Em contrapartida, dentro do próprio âmbito da moda e dos consumidores há apontamentos de falhas no discurso contra o Fast Fashion. Essas inconsistências estão relacionadas à falta de perspectiva interseccional ao condenar o consumo em lojas de departamento, como recortes financeiros e de parcelas da sociedade que, frequentemente, não são atendidas pela cartela comercial do Slow Fashion.

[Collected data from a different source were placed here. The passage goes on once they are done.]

Issue #11138, opened 2018-10-12
Hybrid suspend: mono_add_internal_call is broken


lambdageek:
- Embedders can use `mono_add_internal_call` to register an icall.
- Hybrid suspend runs icalls in GC Unsafe (cooperative suspended) mode.
- Embedders don't know that and rely on being able to call blocking operations.

(fixable complication: the runtime also calls `mono_add_internal_call` - we should redirect those to a new entrypoint)

We should run embedder icalls in GC Safe (preemptively suspended) mode under hybrid suspend.

lambdageek:
For example XM `xamarin_release_managed_ref` calls `xamarin_framework_peer_lock(); xamarin_framework_peer_unlock ();` 
https://github.com/xamarin/xamarin-macios/blob/f4dbb6840ae6d908523ae69f5b5a01c75228fc88/runtime/runtime.m#L1998-L1999

PR #11180, opened 2018-10-15
[2018-08][marshal] Emit GC Safe transitions around foreign internal calls.

lambdageek:
* Mark `mono_add_internal_call` external only.  Add `mono_add_internal_call_internal` and `mono_add_internal_call_with_flags` for the runtime.
   - icalls added using the external-only API are "foreign".
 
* Add coop transitions around `mono_gc_toggleref_add` (and mark it external only  - it's unused in the runtime).
* Change icall wrappers to call foreign icalls in GC Safe mode.
   - foreign icalls are not coop-aware, so if they perform a blocking operation under hybrid suspend they will hang indefinitely - this is bug #11138. With this change, we run them in GC Safe mode and rely on the runtime API to transition back to GC Unsafe (same as other embedder code).
   - this will require changes to watchOS support in xamarin-macios.

----

This is the `2018-08` version - `master` version is coming soon (the icall internals changed a bit, so those bits wouldn't port cleanly anyway).

### DIFF
--- a/mono/metadata/icall.c
+++ b/mono/metadata/icall.c
@@ -8223,6 +8223,7 @@ ves_icall_System_IO_LogcatTextWriter_Log (const char *appname, gint32 level, con
 static MonoIcallTableCallbacks icall_table;
 static mono_mutex_t icall_mutex;
 static GHashTable *icall_hash = NULL;
+static GHashTable *icall_hash_foreign = NULL;
 static GHashTable *jit_icall_hash_name = NULL;
 static GHashTable *jit_icall_hash_addr = NULL;
 
@@ -8240,6 +8241,7 @@ mono_icall_init (void)
 	mono_icall_table_init ();
 #endif
 	icall_hash = g_hash_table_new_full (g_str_hash, g_str_equal, g_free, NULL);
+	icall_hash_foreign = g_hash_table_new_full (g_str_hash, g_str_equal, g_free, NULL);
 	mono_os_mutex_init (&icall_mutex);
 }
 
@@ -8259,6 +8261,7 @@ void
 mono_icall_cleanup (void)
 {
 	g_hash_table_destroy (icall_hash);
+	g_hash_table_destroy (icall_hash_foreign);
 	g_hash_table_destroy (jit_icall_hash_name);
 	g_hash_table_destroy (jit_icall_hash_addr);
 	mono_os_mutex_destroy (&icall_mutex);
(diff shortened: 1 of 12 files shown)


mono/metadata/icall.c
```diff
@@ -8314,6 +8349,15 @@ mono_lookup_internal_call_full (MonoMethod *method, mono_bool *uses_handles)
 		mono_icall_unlock ();
 		return res;
 	}
+	res = g_hash_table_lookup (icall_hash_foreign, mname);
+	if (res) {
+		if (foreign)
+			*foreign = TRUE;
+		g_free (classname);
```
jaykrell: Ideally one exit path but ok.

mono/metadata/marshal-ilgen.c
```diff
@@ -1673,6 +1674,103 @@ mono_mb_emit_auto_layout_exception (MonoMethodBuilder *mb, MonoClass *klass)
 	mono_mb_emit_exception_marshal_directive (mb, msg);
 }
 
+typedef struct EmitGCSafeTransitionBuilder {
+	MonoMethodBuilder *mb;
+	gboolean func_param;
+	int coop_gc_stack_dummy;
+	int coop_gc_var;
+#ifndef DISABLE_COM
```
jaykrell: Probably not worth ifdef but ok.

mono/metadata/marshal-ilgen.c
```diff
@@ -1673,6 +1674,103 @@ mono_mb_emit_auto_layout_exception (MonoMethodBuilder *mb, MonoClass *klass)
...
+	if (mono_threads_is_blocking_transition_enabled ()) {
+		builder->mb = mb;
+		builder->func_param = func_param;
+		builder->coop_gc_stack_dummy = -1;
+		builder->coop_gc_var = -1;
+#ifndef DISABLE_COM
+		builder->coop_cominterop_fnptr = -1;
+#endif
+		return TRUE;
+	} else
```
jaykrell: else not needed, but ok.

mono/metadata/marshal-ilgen.c
```diff
@@ -1694,16 +1792,16 @@ emit_native_wrapper_ilgen (MonoImage *image, MonoMethodBuilder *mb, MonoMethodSi
 	MonoClass *klass;
 	int i, argnum, *tmp_locals;
 	int type, param_shift = 0;
-	int coop_gc_stack_dummy, coop_gc_var;
-#ifndef DISABLE_COM
-	int coop_cominterop_fnptr;
-#endif
+	gboolean need_gc_safe = FALSE;
+	GCSafeTransitionBuilder gc_safe_transition_builder;
```
jaykrell: memset this early on?

mono/mini/mini-runtime.c
```diff
@@ -4463,17 +4464,17 @@ mini_init (const char *filename, const char *runtime_version)
 static void
 register_icalls (void)
 {
-	mono_add_internal_call ("System.Diagnostics.StackFrame::get_frame_info",
+	mono_add_internal_call_internal ("System.Diagnostics.StackFrame::get_frame_info",
```
jaykrell: double internal sounds confusing

mono/metadata/marshal-ilgen.c
lambdageek: it's initialized by `gc_safe_transition_builder_init`, if needed.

Um ponto levantado pelo debate acerca do alcance do Slow Fashion é a acessibilidade aos produtos. Por serem, majoritariamente, feitos por designers independentes orientados pelos ideais do consumo consciente, eles tendem a ter um preço e características equivalentes aos meios de produção desse modelo. Qualidade maior, tecidos recicláveis, quantidade reduzida e processo desacelerado e independente. Por conta desses fatores, o valor da peça é agregado, encarecendo o produto em comparação com os vendidos nas grandes lojas, e a variedade de tamanhos e formas tende a ser menor.

Enquete e infografia: Júlia Barbosa





Para a editora de Moda Julianna Magdalena, o discurso sobre o consumo de produtos procedentes do Fast Fashion precisa ser mais aprofundado:

“A crítica ao fast fashion é, sim, pertinente no momento que se fala de uma cadeia de produção antiquada e ruim para a sociedade, porém, é importante normalizar o discurso de que há um outro lado. Quando a gente se posiciona a favor de uma moda socialmente e ecologicamente sustentável para o planeta, é preciso incluir todo mundo que vive nele. Com pluralidade de corpos, pessoas com deficiência e de uma forma acessível que, muitas vezes, você não vai encontrar no Slow Fashion”.